Work to be completed
Reproduce the entries shown below only from the line with "- Fixing map" down to the line with "clearMarkers = ()", keeping both end lines and copying each one exactly.

Available data
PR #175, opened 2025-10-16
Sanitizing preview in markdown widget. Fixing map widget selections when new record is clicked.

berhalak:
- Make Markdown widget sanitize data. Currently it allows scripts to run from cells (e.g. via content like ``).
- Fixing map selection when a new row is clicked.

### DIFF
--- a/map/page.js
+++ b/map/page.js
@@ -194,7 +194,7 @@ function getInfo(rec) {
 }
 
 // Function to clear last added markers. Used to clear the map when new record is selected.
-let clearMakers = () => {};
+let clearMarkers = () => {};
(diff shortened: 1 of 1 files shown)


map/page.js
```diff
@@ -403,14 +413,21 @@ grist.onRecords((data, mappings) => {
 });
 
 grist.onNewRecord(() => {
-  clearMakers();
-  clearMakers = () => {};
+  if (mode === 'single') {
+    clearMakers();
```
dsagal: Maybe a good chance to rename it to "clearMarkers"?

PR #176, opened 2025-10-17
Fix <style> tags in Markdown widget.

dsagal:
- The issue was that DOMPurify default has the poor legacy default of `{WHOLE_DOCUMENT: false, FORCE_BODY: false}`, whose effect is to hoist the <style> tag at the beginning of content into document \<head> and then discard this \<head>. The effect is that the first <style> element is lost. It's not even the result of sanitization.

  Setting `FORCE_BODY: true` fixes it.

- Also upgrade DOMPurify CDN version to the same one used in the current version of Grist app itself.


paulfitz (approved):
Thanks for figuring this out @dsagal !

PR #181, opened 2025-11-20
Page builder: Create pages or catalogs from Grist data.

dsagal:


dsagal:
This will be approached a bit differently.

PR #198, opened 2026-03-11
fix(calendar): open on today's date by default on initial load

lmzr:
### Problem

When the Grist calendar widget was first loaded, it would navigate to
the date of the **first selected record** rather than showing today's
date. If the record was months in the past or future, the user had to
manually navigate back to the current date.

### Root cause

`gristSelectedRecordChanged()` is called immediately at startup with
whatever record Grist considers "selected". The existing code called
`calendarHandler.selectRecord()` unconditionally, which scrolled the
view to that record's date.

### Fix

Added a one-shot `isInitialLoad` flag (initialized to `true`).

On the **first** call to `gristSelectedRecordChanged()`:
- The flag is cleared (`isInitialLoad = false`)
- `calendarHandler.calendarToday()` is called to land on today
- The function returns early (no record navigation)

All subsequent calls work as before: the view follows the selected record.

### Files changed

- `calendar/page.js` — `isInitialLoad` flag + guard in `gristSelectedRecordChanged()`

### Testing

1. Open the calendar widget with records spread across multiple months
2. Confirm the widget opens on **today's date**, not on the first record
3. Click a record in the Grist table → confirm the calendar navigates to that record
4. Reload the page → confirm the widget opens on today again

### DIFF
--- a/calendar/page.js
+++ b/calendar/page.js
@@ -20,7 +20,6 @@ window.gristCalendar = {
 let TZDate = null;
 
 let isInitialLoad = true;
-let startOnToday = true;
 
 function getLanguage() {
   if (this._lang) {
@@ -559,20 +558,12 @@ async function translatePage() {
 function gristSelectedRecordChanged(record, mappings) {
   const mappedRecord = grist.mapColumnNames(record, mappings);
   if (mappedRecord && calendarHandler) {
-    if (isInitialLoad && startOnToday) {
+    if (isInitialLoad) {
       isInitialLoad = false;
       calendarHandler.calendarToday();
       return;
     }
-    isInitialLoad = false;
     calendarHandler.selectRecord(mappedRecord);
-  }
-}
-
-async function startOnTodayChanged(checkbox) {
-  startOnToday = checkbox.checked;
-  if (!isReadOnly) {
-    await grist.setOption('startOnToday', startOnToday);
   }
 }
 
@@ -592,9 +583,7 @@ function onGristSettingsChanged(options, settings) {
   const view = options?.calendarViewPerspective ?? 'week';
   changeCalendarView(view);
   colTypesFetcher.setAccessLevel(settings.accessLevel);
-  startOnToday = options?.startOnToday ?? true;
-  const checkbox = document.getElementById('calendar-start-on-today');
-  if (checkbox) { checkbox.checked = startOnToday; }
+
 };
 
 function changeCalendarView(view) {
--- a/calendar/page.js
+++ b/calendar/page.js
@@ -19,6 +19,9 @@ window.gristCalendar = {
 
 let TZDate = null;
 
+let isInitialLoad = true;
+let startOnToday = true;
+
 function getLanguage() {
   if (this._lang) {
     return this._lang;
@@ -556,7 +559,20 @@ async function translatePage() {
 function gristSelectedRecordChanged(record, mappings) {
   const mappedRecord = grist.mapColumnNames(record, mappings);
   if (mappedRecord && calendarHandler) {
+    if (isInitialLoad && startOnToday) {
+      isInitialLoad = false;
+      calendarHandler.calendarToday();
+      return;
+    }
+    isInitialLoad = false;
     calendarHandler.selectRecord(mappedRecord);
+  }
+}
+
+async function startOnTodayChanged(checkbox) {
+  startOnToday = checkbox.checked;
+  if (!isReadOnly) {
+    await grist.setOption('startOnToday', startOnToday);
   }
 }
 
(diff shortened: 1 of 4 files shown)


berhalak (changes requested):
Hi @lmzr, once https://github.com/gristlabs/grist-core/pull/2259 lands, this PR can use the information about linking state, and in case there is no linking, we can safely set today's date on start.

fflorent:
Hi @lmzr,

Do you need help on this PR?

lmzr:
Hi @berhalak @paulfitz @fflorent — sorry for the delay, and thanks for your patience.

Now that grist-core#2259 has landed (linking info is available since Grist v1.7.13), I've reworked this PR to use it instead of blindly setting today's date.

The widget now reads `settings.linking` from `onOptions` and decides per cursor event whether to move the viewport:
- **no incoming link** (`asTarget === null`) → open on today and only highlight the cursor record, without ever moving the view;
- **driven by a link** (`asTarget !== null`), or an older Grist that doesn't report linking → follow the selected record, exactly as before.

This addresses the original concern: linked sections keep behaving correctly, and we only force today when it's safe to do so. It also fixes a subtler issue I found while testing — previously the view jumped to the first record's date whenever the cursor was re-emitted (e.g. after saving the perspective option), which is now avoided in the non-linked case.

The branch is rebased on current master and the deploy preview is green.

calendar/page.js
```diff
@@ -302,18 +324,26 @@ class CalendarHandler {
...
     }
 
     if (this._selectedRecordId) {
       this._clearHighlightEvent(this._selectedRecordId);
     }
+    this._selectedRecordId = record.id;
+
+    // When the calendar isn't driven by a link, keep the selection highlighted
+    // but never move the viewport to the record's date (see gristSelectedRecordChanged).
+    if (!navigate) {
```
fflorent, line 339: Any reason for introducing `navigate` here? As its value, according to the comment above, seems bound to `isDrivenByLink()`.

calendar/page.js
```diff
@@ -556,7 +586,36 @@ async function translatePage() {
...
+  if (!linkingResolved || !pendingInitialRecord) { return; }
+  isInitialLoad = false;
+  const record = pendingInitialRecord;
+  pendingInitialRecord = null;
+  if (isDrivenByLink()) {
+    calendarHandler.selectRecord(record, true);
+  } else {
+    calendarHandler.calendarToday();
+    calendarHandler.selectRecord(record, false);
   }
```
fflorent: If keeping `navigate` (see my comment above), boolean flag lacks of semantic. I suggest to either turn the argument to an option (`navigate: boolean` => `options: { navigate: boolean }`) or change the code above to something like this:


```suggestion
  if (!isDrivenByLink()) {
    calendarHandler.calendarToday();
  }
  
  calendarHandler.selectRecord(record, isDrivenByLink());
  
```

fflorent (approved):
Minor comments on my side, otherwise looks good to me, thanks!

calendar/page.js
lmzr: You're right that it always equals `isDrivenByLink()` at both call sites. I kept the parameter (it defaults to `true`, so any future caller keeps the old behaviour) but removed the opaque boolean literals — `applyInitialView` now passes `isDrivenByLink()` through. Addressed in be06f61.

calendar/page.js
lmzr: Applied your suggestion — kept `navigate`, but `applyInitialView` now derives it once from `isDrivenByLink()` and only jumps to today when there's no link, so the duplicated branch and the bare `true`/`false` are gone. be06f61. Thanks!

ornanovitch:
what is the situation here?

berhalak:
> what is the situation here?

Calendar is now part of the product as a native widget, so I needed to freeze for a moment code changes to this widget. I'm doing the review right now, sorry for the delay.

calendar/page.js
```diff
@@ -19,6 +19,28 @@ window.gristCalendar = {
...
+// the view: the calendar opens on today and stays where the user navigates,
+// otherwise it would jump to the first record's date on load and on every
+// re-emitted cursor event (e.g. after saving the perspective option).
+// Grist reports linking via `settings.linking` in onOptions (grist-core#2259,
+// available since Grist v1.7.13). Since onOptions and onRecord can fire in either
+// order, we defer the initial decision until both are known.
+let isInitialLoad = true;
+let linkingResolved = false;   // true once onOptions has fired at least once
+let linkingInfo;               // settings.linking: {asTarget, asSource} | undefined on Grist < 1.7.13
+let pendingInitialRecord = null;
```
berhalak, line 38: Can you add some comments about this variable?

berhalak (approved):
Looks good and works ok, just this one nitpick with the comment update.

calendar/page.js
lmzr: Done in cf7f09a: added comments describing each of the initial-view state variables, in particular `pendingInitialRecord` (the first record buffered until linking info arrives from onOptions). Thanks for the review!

Result of this exercise
- Fixing map selection when a new row is clicked.

### DIFF
--- a/map/page.js
+++ b/map/page.js
@@ -194,7 +194,7 @@ function getInfo(rec) {
 }
 
 // Function to clear last added markers. Used to clear the map when new record is selected.
-let clearMakers = () => {};
+let clearMarkers = () => {};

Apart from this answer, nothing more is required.